# What is this tool?



## Lightguy5 (Jul 24, 2014)

handle by VikingBanna, on Flickr
It's made of Bakelite. It had always hung out in the dimmer room with our CD80s.


----------



## Amiers (Jul 24, 2014)

looks like a stamper to me. pop the stamp you want in and bam your stamping!


----------



## theatricalmatt (Jul 24, 2014)

Is your facility old enough that it might be related to a stage plug somehow? Those would predate the Strand CD80's by quite some time.


----------



## Amiers (Jul 25, 2014)

theatricalmatt said:


> Is your facility old enough that it might be related to a stage plug somehow?

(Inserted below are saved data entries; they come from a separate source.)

PR #2859, opened 2021-05-04
Add custom error type if device not found in partitions map

saschagrunert:
The new error type `ErrDeviceNotInPartisionsMap` can be used by external
consumers like Kubernetes to distinguish certain error paths.

Refers to https://github.com/kubernetes/kubernetes/pull/100448

### DIFF
--- a/fs/fs.go
+++ b/fs/fs.go
@@ -19,6 +19,7 @@ package fs
 
 import (
 	"bufio"
+	"errors"
 	"fmt"
 	"io/ioutil"
 	"os"
@@ -55,6 +56,9 @@ const (
 
 // A pool for restricting the number of consecutive `du` and `find` tasks running.
 var pool = make(chan struct{}, maxConcurrentOps)
+
+// ErrDeviceNotInPartitionsMap is the error resulting if a device could not be found in the partitions map.
+var ErrDeviceNotInPartitionsMap = errors.New("could not find device in cached partitions map")
 
 func init() {
 	for i := 0; i < maxConcurrentOps; i++ {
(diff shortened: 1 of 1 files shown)


fs/fs.go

Those would predate the Strand CD80's by quite some time.


After clicking on the link Id say maybe its a stage plug cover as the sizes kind of match up at first look but still think its a stamper.


----------



## Lightguy5 (Jul 30, 2014)

Amiers said:


> After clicking on the link Id say maybe its a stage plug cover as the sizes kind of match up at first look but still think its a stamper.



Actually, yes, we did have some stage plugs, but it's not the right size for anything related to that. 
As to a stamper... You mean a rubber stamper? It seems a bit hefty for that, and if a metal die stamper, it's only hand-held with no indication that it was struck with a mallet. The recession is also over an inch deep which seems overkill for a stamp insert. But so far, that seems the most likely suggestion, though why it was in the dimmer room is also a mystery.

Thanks, guys!


----------



## Amiers (Jul 30, 2014)

Maybe it was before they had the automatic stamping devices where you pulled the guys out and adjusted the stamp then slapped it back in. But like you said why it's in there is beyond me. 

.


----------



## lwinters630 (Jul 31, 2014)

Lightguy5 said:


> handle by VikingBanna, on Flickr
> It's made of Bakelite. It had always hung out in the dimmer room with our CD80s.

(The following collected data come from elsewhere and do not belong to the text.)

Issue #2865, opened 2021-05-08
Perf: add group_id label


Creatone:
It must be possible to differ the same event metrics from different groups.

Perf events config group should be extended with id, e.g.

```json
{
  "core": {
    "events": [
      ["instructions", "cache-misses"],
      "cycles",
      {
        "group_id": "my_group",
        "group_events": ["instructions", "cycles"]
      }
    ]
  }
}
```
This would lead to:
- `["instructions", "cache-misses"]` -> `group_id="1"`
- `"cycles"` -> not sure if empty or `group_id="2"`
- the last one -> `group_id="my_group"`

@iwankgb

iwankgb:
Idea sounds reasonable to me. We should make sure that existing configs will still work.

dims:
Closing this issue as it has been open since before January 1, 2024. If this is still relevant, please feel free to reopen or create a new issue.

PR #2866, opened 2021-05-10
Perf: Differ groups by the id.

Creatone:
Part of #2865

### DIFF
--- a/perf/uncore_libpfm_test.go
+++ b/perf/uncore_libpfm_test.go
@@ -137,7 +137,7 @@ func TestUncoreCollectorSetup(t *testing.T) {
 	assert.Equal(t, []string{"uncore_imc_1/cas_count_read"},
 		getMapKeys(collector.cpuFiles["1"]["uncore_imc_1"].cpuFiles))
 	assert.ElementsMatch(t, []string{"uncore_imc_0/cas_count_write", "uncore_imc_0/cas_count_read"},
-		getMapKeys(collector.cpuFiles["1"]["uncore_imc_0"].cpuFiles))
+		getMapKeys(collector.cpuFiles["3"]["uncore_imc_0"].cpuFiles))
 
 	// There are no errors.
 	assert.Nil(t, err)


eero-t:
Perf seems to support both metric/event group IDs, and cgroup IDs [1].  Which kind of perf group(s) this PR is about?

[1] perf-list:
```
EVENT GROUPS

       Perf supports time based multiplexing of events, when the number
       of events active exceeds the number of hardware performance
       counters. Multiplexing can cause measurement errors when the
       workload changes its execution profile.

       When metrics are computed using formulas from event counts, it is
       useful to ensure some events are always measured together as a
       group to minimize multiplexing errors. Event groups can be
       specified using { }.
```

perf-record:
```
       -e, --event=
           Select the PMU event. Selection can be:
...
           •   a group of events surrounded by a pair of brace
               ("{event1,event2,...}"). Each event is separated by
               commas and the group should be quoted to prevent the
               shell interpretation. You also need to use --group on
               "perf report" to view group events together.
...
       --group
           Put all events in a single event group. This precedes the
           --event option and remains only for backward compatibility.
...
       -G name,..., --cgroup name,...
           monitor only in the container (cgroup) called "name". This
           option is available only in per-cpu mode. The cgroup
           filesystem must be mounted. All threads belonging to
           container "name" are monitored when they run on the monitored
           CPUs. Multiple cgroups can be provided.
...
       If wanting to monitor, say, cycles for a cgroup and also for
       system wide, this command line can be used: perf stat -e cycles
       -G cgroup_name -a -e cycles.

       --namespaces
           Record events of type PERF_RECORD_NAMESPACES. This enables
           cgroup_id sort key.

       --all-cgroups
           Record events of type PERF_RECORD_CGROUP. This enables cgroup
           sort key.
```
perf-report:
```
       -s, --sort=
           Sort histogram entries by given key(s) - multiple keys can be
           specified in CSV format. Following sort keys are available:
           pid, comm, dso, symbol, parent, cpu, socket, srcline, weight,
           local_weight, cgroup_id.
...
           •   cgroup_id: ID derived from cgroup namespace device and
               inode numbers.

           •   cgroup: cgroup pathname in the cgroupfs.
...
       --group
           Show event group information together. It forces group output
           also if there are no groups defined in data file.

       --group-sort-idx
           Sort the output by the event at the index n in group. If n is
           invalid, sort by the first event. It can support multiple
           groups with different amount of events. WARNING: This should
           be used on grouped events.
```

Creatone:
@eero-t You're completely right. 
cAdvisor perf collector counts events for every cgroup_id (container). It's possible to match events in groups to be gathered at the same time.
The `group_id` label is needed to differ the same events gathered at different times in different groups.

eero-t:
> cAdvisor perf collector counts events for every cgroup_id (container). It's possible to match events in groups to be gathered at the same time.
> The `group_id` label is needed to differ the same events gathered at different times in different groups.

If it's about _per-cgroup_ `perf` data (instead of _per-event-group_ `perf` data), IMHO `group_id` should be be renamed to `cgroup_id`, to match `perf` documentation, and to clarify this confusion.  `GroupID` could then be renamed e.g. to `CgroupID`.

Creatone:
The `group_id` is not equal to `cgroup_id`. cAdvisor uses both parameters. Firstly differ events through the containers (cgroup_id [or "id" label in Prometheus format]), secondly through groups (group_id).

Bakelite is an insulator often used in old electrical panels. How old is your building? Could be a fuse insert tool. Or a handle to turn on switch.


----------



## dramatech (Jul 31, 2014)

lwinters630 said:


> Bakelite is an insulator often used in old electrical panels. How old is your building? Could be a fuse insert tool. Or a handle to turn on switch.


It is inserted over the end of very large breaker switches, usually the master breaker on large lighting panels. It gives a mechanical advantage to turn the breaker on or off more easily. I have encountered several of them and been thankful for them. This was for panels that were installed from the early 70s to the late 80s.


----------